I am trying to figure out if I should write what is really on my mind or just keep it safe? I know this particular entry will probably take me a while to finish. I am still trying to understand something that happened in my life. For years I have had this philosophy, DO NOT let anyone get to close! I have had to say goodbye to many times and just did NOT want to do it anymore. I made the mistake of giving it one more try and got hurt again. I often wonder why I feel that I am such a burden to everyone. John was kind of irritated with me by something I wrote in his card. I basically said, thanks for putting up with me. I can not see to find what I am worth and what purpose I play in everyone else's life. Last night as it was getting close to going to bed, I told him how much I was dreading today. I had been with my family for the past 3 days, was busy which left me NO time to think. I so dreaded the quiet of the house and only having Nakita to talk to. She is always 2 steps behind and looks at me like 'what is wrong?'

I know that I mentioned the fact that I am going to have to wear a brace for awhile.

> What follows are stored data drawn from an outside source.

PR #29123, opened 2026-07-17
feat(activation): ES-backed activation evaluator, wired into scheduler + CLI

frankaloia:
## Summary

* Adds the "is a user activated" evaluator and gates the activation nudge orchestration on it. The scheduled `activation_scheduler` Temporal workflow and the admin CLI run identical logic through one shared function.
**Definition:** a user is *activated* when, over a trailing **28 days**, they have **≥6 HVUC days spanning ≥3 distinct Monday-based UTC weeks**. An **HVUC day** = a **DAU day** (≥1 human-initiated organic message) on which the user also had **≥1 succeeded tool call that is advanced-cost, a frame touch (`interactive_content`), or `run_agent`**.
* This is generated via a composite Elasticsearch query

## Origin handling

- **Programmatic** origins (`api`, `*_programmatic`, `zapier`, …) are dropped from the query entirely — never part of the organic signal.
- **`triggered`** is organic and still counts toward the **HVUC** signal, but is excluded from the **DAU** half: otherwise a recurring automation (a trigger that runs `run_agent` daily) would activate a user with zero human interaction ("activated by construction"). A DAU day requires a real human message.

## Testing

* Validated against my dust-hives

## Risk

* Unintended ES load (intention was that all limits should be sufficient in preventing this)

## Deployment
1. Deploy front


front/lib/api/activation/queries/user_day_cells.ts
```diff
@@ -0,0 +1,222 @@
...
+import { Err, Ok } from "@app/types/shared/result";
+import type { estypes } from "@elastic/elasticsearch";
+
+// ---------------------------------------------------------------------------
+// Elasticsearch query: per-(user, day) activity facts.
+// ---------------------------------------------------------------------------
+//
+// One composite aggregation over agent_message_analytics_2 returning, per
+// (user, day): whether the user was a DAU, and whether they had an HVUC signal.
+// An HVUC signal = ≥1 succeeded tool call that is either advanced-cost, a frame
```
ElPicador: I would not use acronyms in the code - especially in comments. I think it's better to be explicit so the code can be understood by more people

front/lib/api/activation/evaluator.ts
```diff
@@ -0,0 +1,137 @@
...
+//   (interactive_content), or run_agent.
+
+export const MIN_HVUC_DAYS = 6;
+export const MIN_DISTINCT_WEEKS = 3;
+export const TRAILING_WINDOW_DAYS = 28;
+
+export interface ActivationEvidence {
+  // ISO dates (YYYY-MM-DD, UTC) of the qualifying HVUC days.
+  qualifyingDays: string[];
+  // Distinct Monday-based UTC ISO weeks spanned by the qualifying days.
```
ElPicador, line 22: why not using dates directly?

front/lib/api/activation/evaluator.ts
```diff
@@ -0,0 +1,137 @@
...
+    asOf?: Date;
+  }
+): Promise<Result<Map<string, ActivationResult>, Error>> {
+  // The ES query is scoped by workspace_id; guard that it matches the caller's
+  // authenticated workspace so a mismatched auth can't read another workspace.
+  assert(
+    auth.getNonNullableWorkspace().sId === workspaceId,
+    "evaluateActivation: workspaceId must match the authenticated workspace"
+  );
+
```
ElPicador:
```suggestion
export async function evaluateActivation(
  auth: Authenticator,
  {
    userIds,
    asOf = new Date(),
  }: {
    userIds: string[];
    asOf?: Date;
  }
): Promise<Result<Map<string, ActivationResult>, Error>> {
const workspaceId = auth.getNonNullableWorkspace().sId
```

you don't need that, and it's not consistent to how we use auth/workspaces in the code. 

SeE: https://github.com/dust-tt/dust/pull/29123/changes#diff-ba6489dee0d6d4cc859763f91bf04d02c5752cced95f7428571c38f3ea988c97R76 (it's the same)

ElPicador (approved):
Nice!

front/lib/api/activation/queries/user_day_cells.ts
frankaloia: Agreed

front/lib/api/activation/evaluator.ts
frankaloia: Yea, would be cleaner

front/lib/api/activation/queries/user_day_cells.ts
```diff
@@ -0,0 +1,233 @@
...
+          range: {
+            timestamp: {
+              gte: windowStart.toISOString(),
+              lt: windowEnd.toISOString(),
+            },
+          },
+        },
+        { terms: { status: AGENT_MESSAGE_STATUSES_TO_TRACK } },
+      ],
+      must_not: [
```
flvndvd, line 148: ES is actually offering pretty poor performances on `must_not` clauses, they often advise using a filter instead and looking for specific values.

front/lib/api/activation/queries/user_day_cells.ts
```diff
@@ -0,0 +1,233 @@
...
+// ---------------------------------------------------------------------------
+// Elasticsearch query: per-(user, day) activity facts.
+// ---------------------------------------------------------------------------
+//
+// One composite aggregation over agent_message_analytics_2 returning, per
+// (user, day): whether the user was a daily active user, and whether they had a
+// high-value use case signal (≥1 succeeded tool call that is either
+// advanced-cost, a frame touch (interactive_content), or run_agent).
+
+const FRAME_SERVER_NAME = "interactive_content";
```
flvndvd, line 19: IIRC we already have variable for it, if we don't can we add on in the server and import it here. So we avoid potential drifts + keep clear responsibilities.

front/lib/api/activation/queries/user_day_cells.ts
```diff
@@ -0,0 +1,233 @@
...
+const RUN_AGENT_SERVER_NAME = "run_agent";
```
flvndvd, line 20: Same for run agent.

front/lib/api/activation/queries/user_day_cells.ts
```diff
@@ -0,0 +1,233 @@
...
+    );
+  }
+  for (const userId of uniqueUserIds) {
+    factsByUser.set(userId, []);
+  }
+
+  const query: estypes.QueryDslQueryContainer = {
+    bool: {
+      filter: [
+        { term: { workspace_id: workspaceId } },
```
flvndvd, line 136: We use to have this one function that was always adding the `workspace_id` clause to ensure that all queries must be scoped to a workspace (similar to what we are doing at the DB level), any chance we can re-use it, IIRC, it  was this one:

https://github.com/dust-tt/dust/blob/48e6f055f8bf23a71569ddd52514e370d4dcd30e/front/lib/api/assistant/observability/utils.ts#L90

Maybe it did not age well, and people dropped a few other business concerns in it, but IMHO we must ensure that ALL queries perform on ES are based on this one very important clause.

front/lib/api/activation/queries/user_day_cells.ts
```diff
@@ -0,0 +1,233 @@
...
+              time_zone: "UTC",
+            },
+          },
+        },
+      ],
+      ...(afterKey ? { after: afterKey } : {}),
+    };
+
+    const result = await searchAnalytics<never, UserDayCellsAggs>(query, {
+      size: 0,
```
flvndvd, line 200: We usually also provide the query on the workspace id here to limit the documents on which the aggregations can run if too loose.

front/lib/api/activation/orchestrator.ts
```diff
@@ -44,39 +46,138 @@ export async function determineEligibleActivationUsers({
       spaces
     );
 
-  const eligible: NudgePlan[] = [];
-  const skipped: SkippedUser[] = [];
-
+  // Build the candidate (pod, member) list and the deduped set of user sIds to
+  // evaluate in a single batch.
+  const candidates: { podId: string; spaceId: string; userId: string }[] = [];
+  const userSIds = new Set<string>();
```
flvndvd, line 52: No `SId` 😛

front/lib/api/activation/orchestrator.ts
```diff
@@ -44,39 +46,138 @@ export async function determineEligibleActivationUsers({
...
+      userSIds.add(member.sId);
+    }
+  }
+
+  if (candidates.length === 0) {
+    return new Ok({ eligible: [], skipped: [] });
+  }
+
+  const activationResult = await evaluateActivation(auth, {
+    userIds: [...userSIds],
```
flvndvd, line 77: Any reason for spreading here?

front/lib/api/activation/orchestrator.ts
```diff
@@ -44,39 +46,138 @@ export async function determineEligibleActivationUsers({
...
+  asOf,
+}: {
+  workspaceId: string;
+  userId?: string | null;
+  dryRun: boolean;
+  asOf?: Date;
+}): Promise<Result<OrchestratorResult, Error>> {
+  // Activation conversations live in Pods, which are restricted spaces: request
+  // all groups so admin auth can read/write them.
+  const auth = await Authenticator.internalAdminForWorkspace(workspaceId, {
```
flvndvd, line 134: Couldn't we force the dangerous auth object earlier in the pipeline, and just pass it to all those call sites?

front/lib/api/activation/orchestrator.ts
```diff
@@ -44,39 +46,138 @@ export async function determineEligibleActivationUsers({
...
+  }
+
+  // Emit one activation event per eligible (pod, user), carrying the target
+  // user's sId so only that user's pod trigger matches and fires.
+  if (plan.eligible.length === 0) {
+    return new Ok(plan);
+  }
+  const uniqueSpaceIds = [...new Set(plan.eligible.map((p) => p.spaceId))];
+  const pods = await SpaceResource.fetchByIds(auth, uniqueSpaceIds);
+  const podBySId = new Map(pods.map((pod) => [pod.sId, pod]));
```
flvndvd, line 158:
```suggestion
  const podById = new Map(pods.map((pod) => [pod.sId, pod]));
```

front/lib/api/activation/trigger.ts
```diff
@@ -19,14 +19,23 @@ import { randomUUID } from "crypto";
...
+// Filtering on both podId and userId ensures a given event only fires the target user.
+// Note, these filter values are visible to the user in the trigger's configuration.
+function activationTriggerFilter(podSId: string, userId: string): string {
+  return `(and (eq "${ACTIVATION_POD_ID_FIELD}" "${podSId}") (eq "${ACTIVATION_USER_ID_FIELD}" "${userId}"))`;
 }
 
-function activationEventBody(podSId: string): Record<string, unknown> {
-  return { [ACTIVATION_POD_ID_FIELD]: podSId };
+function activationEventBody(
+  podSId: string,
```
flvndvd, line 32:
```suggestion
  podId: string,
```

flvndvd (commented):
Hopefully not too late to the party 🙈

PR #29124, opened 2026-07-18
Fix sync for free seats on legacy plans

tdraier:
## Description

Fixes a bug found on a workspace with a legacy contract (+ a pending Business contract mid-migration): free-seat credits and per-user credit-balance alerts (`free-xxxx`) were being created for *every* member, even though none of them actually have a `free` seat type.

Root cause: `currentFreeUserIds` was computed via `desiredSIdsAt("free", baseMs)`, but that helper's `userSeatType === subSeatType || legacy` fallback exists so a legacy contract's `none` members get folded into its one flat `workspace` billing subscription — correct for the seat-quantity reconcile loop, but it applied to *any* `subSeatType`, including `"free"`. So on any legacy-plan workspace it always matched everyone, regardless of actual seat type.

Fix: `currentFreeUserIds` is now computed directly from `seatTypeAt(...) === "free"`, without the legacy fallback, so it correctly resolves to nobody on a legacy contract with no free-seat members.

While in there, also scoped `grantFreeSeatCredits`'s alert-upsert step to only newly-free users (those Metronome's "free" subscription doesn't already show as assigned) instead of re-upserting alerts for every currently-free user on every sync — same accepted low-stakes/self-correcting tradeoff already used on the revoke side.

## Tests

Existing `lib/metronome/seats.test.ts` / `seats_sync.test.ts` suites pass (70 tests).

## Risk

Pure correctness fix + a performance scoping change with an accepted, already-precedented tradeoff (see above). No schema/migration changes, no feature flag.

### DIFF
--- a/front/lib/metronome/seats.ts
+++ b/front/lib/metronome/seats.ts
@@ -705,11 +705,13 @@ async function grantFreeSeatCredits({
   metronomeCustomerId,
   workspaceId,
   userIds,
+  alreadyAssignedFreeUserIds,
   startingAt,
 }: {
   metronomeCustomerId: string;
   workspaceId: string;
   userIds: string[];
+  alreadyAssignedFreeUserIds: Set<string>;
   startingAt: Date;
 }): Promise<void> {
   if (userIds.length === 0) {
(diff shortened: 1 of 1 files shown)


tdraier:

- #29124 ◀

tdraier:
PMRR

PopDaph (commented):
👍🏻

PR #27403, opened 2026-06-16
upgrade tailwind v4, compile the way to build css, remove dark and s prefixes

ykmsd:
## Description
This PR is to upgrade tailwind to v4 and change the way to bundle css so that we can get rid of `dark:` and `s-` prefixes. 

Right now we precompiled sparkle css, and then each app ships separate styles and we stitch together in the browser. 

e.g.
```
import "styles/global.css";              // @tailwind base 
import "@dust-tt/sparkle/dist/sparkle.css"; // precompiled sparkle 
import "styles/components.css";   
```

In this PR, we got rid of `tailwind.config.js` (it's still supported in v4 but tailwind encourages to use native css and not js for config). Each app runs a single Tailwind pass that scans sparkle and the app together, and emitting one CSS. 

So for example in front-spa index.css:

```
// import sparkle css entry (containing theme, utilities, tokens etc)
@import "@dust-tt/sparkle/styles/tailwind.css";
// import front specific css styles
@import "@dust-tt/front/styles/theme-extras.css";

// scanning all the relevant files 
@source "./**/*.{ts,tsx}";
@source "../../front/components/**/*.{ts,tsx}";
@source "../../front/lib/**/*.{ts,tsx}";
```
 
The only ugly thing is custom container query definition, I need to inline it everywhere and I'm pretty sure there is a better way but I couldn't figure it out, I will do it as a follow up. 

The bundled CSS file is more or less the same (prod client.css 39.5k, preview 34.7k, which actually I thought it would be much less so there might be an opportunity to optimize)    

> [!NOTE]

I am kind of anxious to get it so that I can walk and not be uncomfortable. Tessa wants to go for a walk after school. I said I have only been going about 5 blocks and she was ok with that. She has this big plan to try and earn this doll for her birthday. She wants to do all this work around the house, and I am waiting to see if she can possible succeed! She is still very resistant to putting effort into her violin. Ok, I need to get some work done around here. I am sure I will think of more things to write later. I have lots of time on my hands to think! Till next time...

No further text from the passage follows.